Supplied records:

+++++

PR #38, opened 2023-09-13
Adds Create Index Building block 

owaiskazi19:
### Description
Adds Create Index Building block for the workflow setup and logging functionality in the project.

### Issues Resolved
Part of https://github.com/opensearch-project/opensearch-ai-flow-framework/issues/21


build.gradle
```diff
@@ -105,6 +105,7 @@ repositories {
 dependencies {
     implementation "org.opensearch:opensearch:${opensearch_version}"
     implementation 'org.junit.jupiter:junit-jupiter:5.10.0'
+    implementation "org.apache.logging.log4j:log4j-slf4j-impl:2.19.0"
```
dbwiddis, line 108: This does nothing without slf4j-api.  We already inherit log4j2 from OpenSearch so we just need to configure the logger(s).  We should use the OpenSearch config like other plugins.

src/main/java/org/opensearch/flowframework/FlowFrameworkPlugin.java
```diff
@@ -8,11 +8,47 @@
...
+        ScriptService scriptService,
+        NamedXContentRegistry xContentRegistry,
+        Environment environment,
+        NodeEnvironment nodeEnvironment,
+        NamedWriteableRegistry namedWriteableRegistry,
+        IndexNameExpressionResolver indexNameExpressionResolver,
+        Supplier<RepositoriesService> repositoriesServiceSupplier
+    ) {
+        this.client = client;
+        CreateIndexStep createIndexStep = new CreateIndexStep(client);
```
dbwiddis, line 51: Not sure why this needs to be instantiated in advance, particularly as a singleton.  As I'm iterating on draft PR #26 I think we need a generator class for these steps.

src/main/java/org/opensearch/flowframework/workflow/CreateIndexStep.java
```diff
@@ -0,0 +1,73 @@
...
+import org.opensearch.action.admin.indices.create.CreateIndexRequest;
+import org.opensearch.action.admin.indices.create.CreateIndexResponse;
+import org.opensearch.client.Client;
+import org.opensearch.common.xcontent.XContentType;
+
+import java.io.IOException;
+import java.net.URL;
+import java.util.concurrent.CompletableFuture;
+
+public class CreateIndexStep implements WorkflowStep {
```
dbwiddis, line 25: See https://github.com/opensearch-project/opensearch-ai-flow-framework/pull/26/files#diff-8862e1a64f0bf9a0c3816e3b988f2faa628d1dae4e5ece3faab12a28025734b6 for ideas.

+++++

Instructions to follow: Using the listing above, pull out all lines that hold the word "main".

Your solution:
src/main/java/org/opensearch/flowframework/FlowFrameworkPlugin.java
src/main/java/org/opensearch/flowframework/workflow/CreateIndexStep.java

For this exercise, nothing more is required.